RECORDS PROVIDED START

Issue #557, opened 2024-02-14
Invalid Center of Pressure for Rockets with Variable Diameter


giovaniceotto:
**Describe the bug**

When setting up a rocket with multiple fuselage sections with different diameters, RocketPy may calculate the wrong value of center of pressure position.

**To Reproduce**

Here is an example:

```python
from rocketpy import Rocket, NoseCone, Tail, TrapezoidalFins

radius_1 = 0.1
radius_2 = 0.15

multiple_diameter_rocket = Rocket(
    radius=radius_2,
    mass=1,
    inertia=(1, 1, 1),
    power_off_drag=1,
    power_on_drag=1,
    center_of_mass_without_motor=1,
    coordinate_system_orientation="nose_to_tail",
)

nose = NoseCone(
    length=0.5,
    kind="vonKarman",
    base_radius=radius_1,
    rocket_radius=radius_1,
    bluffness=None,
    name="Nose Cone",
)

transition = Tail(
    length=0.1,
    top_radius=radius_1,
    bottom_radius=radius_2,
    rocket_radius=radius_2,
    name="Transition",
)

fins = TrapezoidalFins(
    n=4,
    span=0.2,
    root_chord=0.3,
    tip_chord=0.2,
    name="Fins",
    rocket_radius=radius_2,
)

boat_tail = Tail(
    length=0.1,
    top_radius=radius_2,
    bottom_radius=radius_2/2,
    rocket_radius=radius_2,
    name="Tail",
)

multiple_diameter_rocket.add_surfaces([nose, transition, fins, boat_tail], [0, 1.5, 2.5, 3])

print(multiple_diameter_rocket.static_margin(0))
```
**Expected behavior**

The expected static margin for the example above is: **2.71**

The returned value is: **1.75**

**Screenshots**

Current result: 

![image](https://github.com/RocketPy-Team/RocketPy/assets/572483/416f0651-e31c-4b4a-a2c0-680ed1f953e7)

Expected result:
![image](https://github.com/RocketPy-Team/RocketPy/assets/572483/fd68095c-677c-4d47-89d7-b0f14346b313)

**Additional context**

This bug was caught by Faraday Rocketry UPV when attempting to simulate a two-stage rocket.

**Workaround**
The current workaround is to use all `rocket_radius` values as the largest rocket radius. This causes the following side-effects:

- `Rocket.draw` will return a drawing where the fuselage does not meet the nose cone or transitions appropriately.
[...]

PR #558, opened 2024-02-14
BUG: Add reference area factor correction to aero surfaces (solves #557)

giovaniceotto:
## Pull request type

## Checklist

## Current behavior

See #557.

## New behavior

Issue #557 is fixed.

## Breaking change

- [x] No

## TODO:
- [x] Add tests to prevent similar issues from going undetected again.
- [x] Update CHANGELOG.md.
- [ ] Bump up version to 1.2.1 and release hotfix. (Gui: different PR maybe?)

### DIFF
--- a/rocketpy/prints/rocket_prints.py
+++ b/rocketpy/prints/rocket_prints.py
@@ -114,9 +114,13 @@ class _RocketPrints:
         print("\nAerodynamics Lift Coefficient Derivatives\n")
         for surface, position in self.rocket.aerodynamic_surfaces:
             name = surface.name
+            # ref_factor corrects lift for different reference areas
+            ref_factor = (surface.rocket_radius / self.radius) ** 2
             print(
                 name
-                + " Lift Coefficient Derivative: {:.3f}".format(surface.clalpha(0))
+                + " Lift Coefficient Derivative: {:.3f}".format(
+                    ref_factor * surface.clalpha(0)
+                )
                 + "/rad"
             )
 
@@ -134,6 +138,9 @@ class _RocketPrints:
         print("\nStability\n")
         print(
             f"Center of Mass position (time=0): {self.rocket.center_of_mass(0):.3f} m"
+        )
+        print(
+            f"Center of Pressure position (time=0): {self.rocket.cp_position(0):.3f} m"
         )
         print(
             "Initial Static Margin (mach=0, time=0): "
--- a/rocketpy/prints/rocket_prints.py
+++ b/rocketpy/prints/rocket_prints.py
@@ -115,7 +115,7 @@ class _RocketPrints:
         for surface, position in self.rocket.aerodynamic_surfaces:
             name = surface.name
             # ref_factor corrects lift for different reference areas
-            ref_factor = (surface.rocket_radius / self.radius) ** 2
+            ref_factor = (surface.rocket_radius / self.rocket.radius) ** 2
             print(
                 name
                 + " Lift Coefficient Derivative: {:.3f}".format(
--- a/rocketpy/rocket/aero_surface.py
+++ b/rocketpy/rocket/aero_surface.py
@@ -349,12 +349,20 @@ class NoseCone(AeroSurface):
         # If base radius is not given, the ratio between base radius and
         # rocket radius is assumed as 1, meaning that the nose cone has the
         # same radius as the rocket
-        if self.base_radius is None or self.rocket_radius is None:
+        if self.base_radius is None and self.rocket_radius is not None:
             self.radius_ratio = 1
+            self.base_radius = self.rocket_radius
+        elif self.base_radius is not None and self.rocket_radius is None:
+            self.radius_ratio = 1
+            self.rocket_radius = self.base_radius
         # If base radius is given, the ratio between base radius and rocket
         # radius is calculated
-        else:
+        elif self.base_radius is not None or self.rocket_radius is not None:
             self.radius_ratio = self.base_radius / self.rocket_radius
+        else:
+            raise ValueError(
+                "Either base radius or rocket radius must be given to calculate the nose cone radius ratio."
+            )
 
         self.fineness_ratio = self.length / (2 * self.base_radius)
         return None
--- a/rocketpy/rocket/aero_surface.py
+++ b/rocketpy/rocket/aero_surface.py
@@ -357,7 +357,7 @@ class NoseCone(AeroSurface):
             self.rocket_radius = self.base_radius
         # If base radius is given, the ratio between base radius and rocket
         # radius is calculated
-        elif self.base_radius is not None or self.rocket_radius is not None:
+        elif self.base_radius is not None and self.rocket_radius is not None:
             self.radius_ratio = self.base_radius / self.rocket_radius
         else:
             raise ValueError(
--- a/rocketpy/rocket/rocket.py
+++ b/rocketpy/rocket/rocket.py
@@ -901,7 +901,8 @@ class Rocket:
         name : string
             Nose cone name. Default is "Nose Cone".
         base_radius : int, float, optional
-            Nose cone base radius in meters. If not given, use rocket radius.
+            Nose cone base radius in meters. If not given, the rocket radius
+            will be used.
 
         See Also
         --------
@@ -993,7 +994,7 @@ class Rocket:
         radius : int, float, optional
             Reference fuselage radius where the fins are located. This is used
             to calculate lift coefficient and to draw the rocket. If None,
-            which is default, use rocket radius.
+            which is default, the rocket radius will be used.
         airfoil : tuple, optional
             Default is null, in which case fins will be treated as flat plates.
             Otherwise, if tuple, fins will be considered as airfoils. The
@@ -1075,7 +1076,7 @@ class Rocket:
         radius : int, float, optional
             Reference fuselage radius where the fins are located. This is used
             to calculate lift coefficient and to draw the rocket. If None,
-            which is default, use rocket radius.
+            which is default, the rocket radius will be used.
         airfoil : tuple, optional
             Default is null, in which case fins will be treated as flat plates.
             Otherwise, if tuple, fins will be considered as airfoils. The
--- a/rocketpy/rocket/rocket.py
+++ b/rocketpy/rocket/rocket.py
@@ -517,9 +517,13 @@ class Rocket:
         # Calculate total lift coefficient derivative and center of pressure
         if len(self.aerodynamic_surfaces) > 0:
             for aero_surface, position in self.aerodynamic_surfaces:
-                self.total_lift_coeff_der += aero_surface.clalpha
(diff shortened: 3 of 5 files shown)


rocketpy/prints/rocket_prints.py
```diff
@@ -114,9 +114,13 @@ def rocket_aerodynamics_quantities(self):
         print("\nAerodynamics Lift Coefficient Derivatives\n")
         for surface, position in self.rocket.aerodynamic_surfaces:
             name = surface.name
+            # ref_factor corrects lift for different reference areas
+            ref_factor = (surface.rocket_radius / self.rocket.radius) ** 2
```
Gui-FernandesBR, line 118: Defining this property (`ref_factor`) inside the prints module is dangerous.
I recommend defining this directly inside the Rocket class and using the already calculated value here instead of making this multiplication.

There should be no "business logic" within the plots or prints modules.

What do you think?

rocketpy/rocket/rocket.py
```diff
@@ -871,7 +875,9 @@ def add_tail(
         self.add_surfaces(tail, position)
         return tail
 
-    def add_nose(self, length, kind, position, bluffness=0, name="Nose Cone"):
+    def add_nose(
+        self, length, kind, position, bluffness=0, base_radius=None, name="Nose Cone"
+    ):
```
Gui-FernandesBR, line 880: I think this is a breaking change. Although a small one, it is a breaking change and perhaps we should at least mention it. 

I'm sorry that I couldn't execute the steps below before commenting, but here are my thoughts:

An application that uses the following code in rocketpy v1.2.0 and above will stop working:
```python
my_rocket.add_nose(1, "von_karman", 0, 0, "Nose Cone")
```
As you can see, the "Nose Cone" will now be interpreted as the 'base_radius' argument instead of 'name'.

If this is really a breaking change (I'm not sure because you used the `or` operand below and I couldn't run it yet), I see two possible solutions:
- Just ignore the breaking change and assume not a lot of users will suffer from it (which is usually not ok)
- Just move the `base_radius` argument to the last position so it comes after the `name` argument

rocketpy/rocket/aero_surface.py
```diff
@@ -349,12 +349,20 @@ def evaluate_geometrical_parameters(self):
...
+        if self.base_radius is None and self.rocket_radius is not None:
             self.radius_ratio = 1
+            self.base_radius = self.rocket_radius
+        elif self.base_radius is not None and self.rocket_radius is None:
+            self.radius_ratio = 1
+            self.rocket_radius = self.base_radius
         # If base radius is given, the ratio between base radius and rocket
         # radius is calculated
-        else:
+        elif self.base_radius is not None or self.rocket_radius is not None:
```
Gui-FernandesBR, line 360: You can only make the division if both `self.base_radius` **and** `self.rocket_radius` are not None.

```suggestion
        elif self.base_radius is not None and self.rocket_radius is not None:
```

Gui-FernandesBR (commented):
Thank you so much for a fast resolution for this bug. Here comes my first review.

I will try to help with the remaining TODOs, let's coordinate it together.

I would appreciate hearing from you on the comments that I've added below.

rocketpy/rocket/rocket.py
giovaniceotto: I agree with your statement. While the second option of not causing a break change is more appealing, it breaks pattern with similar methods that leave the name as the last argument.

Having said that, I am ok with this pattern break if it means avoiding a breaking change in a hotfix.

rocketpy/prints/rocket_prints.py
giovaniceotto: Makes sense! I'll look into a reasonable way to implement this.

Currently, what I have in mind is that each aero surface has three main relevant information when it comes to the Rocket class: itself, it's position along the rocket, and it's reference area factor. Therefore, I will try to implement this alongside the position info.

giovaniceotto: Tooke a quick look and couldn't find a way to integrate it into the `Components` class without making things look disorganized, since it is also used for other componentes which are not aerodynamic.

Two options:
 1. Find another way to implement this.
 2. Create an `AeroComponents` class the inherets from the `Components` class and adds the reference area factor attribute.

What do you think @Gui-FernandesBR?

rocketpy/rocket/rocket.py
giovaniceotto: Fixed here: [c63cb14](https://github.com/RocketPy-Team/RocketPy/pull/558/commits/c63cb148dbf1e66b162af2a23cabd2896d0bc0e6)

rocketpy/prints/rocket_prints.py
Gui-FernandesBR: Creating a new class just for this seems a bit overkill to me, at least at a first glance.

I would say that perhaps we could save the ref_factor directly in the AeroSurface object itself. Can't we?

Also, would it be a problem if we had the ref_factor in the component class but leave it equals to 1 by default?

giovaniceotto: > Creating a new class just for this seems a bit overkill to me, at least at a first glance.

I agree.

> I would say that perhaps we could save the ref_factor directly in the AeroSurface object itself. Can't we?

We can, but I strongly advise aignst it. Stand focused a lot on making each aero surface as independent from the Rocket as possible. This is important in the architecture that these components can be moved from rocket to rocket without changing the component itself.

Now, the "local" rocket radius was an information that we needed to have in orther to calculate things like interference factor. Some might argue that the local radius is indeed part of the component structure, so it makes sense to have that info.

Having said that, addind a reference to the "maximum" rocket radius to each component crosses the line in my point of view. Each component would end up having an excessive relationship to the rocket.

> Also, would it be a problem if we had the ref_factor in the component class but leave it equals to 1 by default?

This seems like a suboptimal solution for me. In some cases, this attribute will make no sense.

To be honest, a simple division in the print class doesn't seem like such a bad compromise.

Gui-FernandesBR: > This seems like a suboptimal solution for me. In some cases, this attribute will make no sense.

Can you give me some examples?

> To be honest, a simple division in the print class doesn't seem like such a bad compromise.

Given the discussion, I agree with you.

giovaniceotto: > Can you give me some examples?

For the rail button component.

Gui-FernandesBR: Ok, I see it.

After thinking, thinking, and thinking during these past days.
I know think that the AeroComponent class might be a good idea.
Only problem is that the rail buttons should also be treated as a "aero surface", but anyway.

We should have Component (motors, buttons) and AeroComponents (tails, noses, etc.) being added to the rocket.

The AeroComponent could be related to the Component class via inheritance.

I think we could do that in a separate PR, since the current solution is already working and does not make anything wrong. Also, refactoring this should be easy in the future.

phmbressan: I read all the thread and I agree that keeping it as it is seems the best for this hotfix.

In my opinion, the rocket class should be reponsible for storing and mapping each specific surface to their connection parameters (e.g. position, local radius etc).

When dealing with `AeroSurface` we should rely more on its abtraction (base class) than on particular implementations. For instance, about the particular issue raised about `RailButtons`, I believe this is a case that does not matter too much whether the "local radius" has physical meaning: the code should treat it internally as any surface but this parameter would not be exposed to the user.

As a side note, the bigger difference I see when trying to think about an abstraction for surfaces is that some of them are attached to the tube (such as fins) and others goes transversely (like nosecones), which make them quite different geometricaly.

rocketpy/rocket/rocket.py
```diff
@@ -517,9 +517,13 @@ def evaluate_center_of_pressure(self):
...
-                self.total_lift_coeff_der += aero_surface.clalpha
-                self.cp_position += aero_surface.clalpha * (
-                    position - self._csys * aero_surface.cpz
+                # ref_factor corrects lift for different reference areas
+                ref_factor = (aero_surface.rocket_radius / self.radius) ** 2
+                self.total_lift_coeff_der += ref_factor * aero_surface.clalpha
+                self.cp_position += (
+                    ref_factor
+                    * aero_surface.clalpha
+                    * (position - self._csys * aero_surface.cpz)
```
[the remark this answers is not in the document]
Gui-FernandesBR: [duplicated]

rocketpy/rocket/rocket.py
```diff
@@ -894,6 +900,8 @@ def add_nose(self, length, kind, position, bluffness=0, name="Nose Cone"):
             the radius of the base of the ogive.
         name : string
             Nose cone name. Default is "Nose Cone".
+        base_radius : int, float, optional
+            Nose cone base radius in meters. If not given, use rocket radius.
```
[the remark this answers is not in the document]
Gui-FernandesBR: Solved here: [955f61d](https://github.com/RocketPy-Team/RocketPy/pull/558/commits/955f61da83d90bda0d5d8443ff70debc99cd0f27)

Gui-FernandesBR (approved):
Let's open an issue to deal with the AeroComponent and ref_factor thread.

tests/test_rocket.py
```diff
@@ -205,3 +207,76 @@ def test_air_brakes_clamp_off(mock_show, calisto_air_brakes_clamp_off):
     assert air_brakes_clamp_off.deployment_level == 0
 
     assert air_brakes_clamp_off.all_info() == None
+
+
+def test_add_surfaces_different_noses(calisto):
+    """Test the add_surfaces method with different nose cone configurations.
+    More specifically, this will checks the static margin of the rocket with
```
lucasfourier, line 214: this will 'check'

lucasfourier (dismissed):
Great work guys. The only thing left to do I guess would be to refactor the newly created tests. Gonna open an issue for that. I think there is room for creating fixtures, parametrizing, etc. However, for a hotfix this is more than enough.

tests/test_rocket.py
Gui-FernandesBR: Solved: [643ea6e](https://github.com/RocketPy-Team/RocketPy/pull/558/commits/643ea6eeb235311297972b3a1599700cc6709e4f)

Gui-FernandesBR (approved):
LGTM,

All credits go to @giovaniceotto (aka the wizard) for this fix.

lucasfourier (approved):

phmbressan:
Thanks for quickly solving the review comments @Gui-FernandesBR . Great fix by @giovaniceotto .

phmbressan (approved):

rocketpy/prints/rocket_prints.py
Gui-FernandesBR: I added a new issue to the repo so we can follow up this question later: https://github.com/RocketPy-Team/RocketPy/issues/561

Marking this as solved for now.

RECORDS PROVIDED END

Beginning with the very first line of the material, please return exactly each line down to and including the one with "The expected static".

YOUR RESPONSE:
Issue #557, opened 2024-02-14
Invalid Center of Pressure for Rockets with Variable Diameter


giovaniceotto:
**Describe the bug**

When setting up a rocket with multiple fuselage sections with different diameters, RocketPy may calculate the wrong value of center of pressure position.

**To Reproduce**

Here is an example:

```python
from rocketpy import Rocket, NoseCone, Tail, TrapezoidalFins

radius_1 = 0.1
radius_2 = 0.15

multiple_diameter_rocket = Rocket(
    radius=radius_2,
    mass=1,
    inertia=(1, 1, 1),
    power_off_drag=1,
    power_on_drag=1,
    center_of_mass_without_motor=1,
    coordinate_system_orientation="nose_to_tail",
)

nose = NoseCone(
    length=0.5,
    kind="vonKarman",
    base_radius=radius_1,
    rocket_radius=radius_1,
    bluffness=None,
    name="Nose Cone",
)

transition = Tail(
    length=0.1,
    top_radius=radius_1,
    bottom_radius=radius_2,
    rocket_radius=radius_2,
    name="Transition",
)

fins = TrapezoidalFins(
    n=4,
    span=0.2,
    root_chord=0.3,
    tip_chord=0.2,
    name="Fins",
    rocket_radius=radius_2,
)

boat_tail = Tail(
    length=0.1,
    top_radius=radius_2,
    bottom_radius=radius_2/2,
    rocket_radius=radius_2,
    name="Tail",
)

multiple_diameter_rocket.add_surfaces([nose, transition, fins, boat_tail], [0, 1.5, 2.5, 3])

print(multiple_diameter_rocket.static_margin(0))
```
**Expected behavior**

The expected static margin for the example above is: **2.71**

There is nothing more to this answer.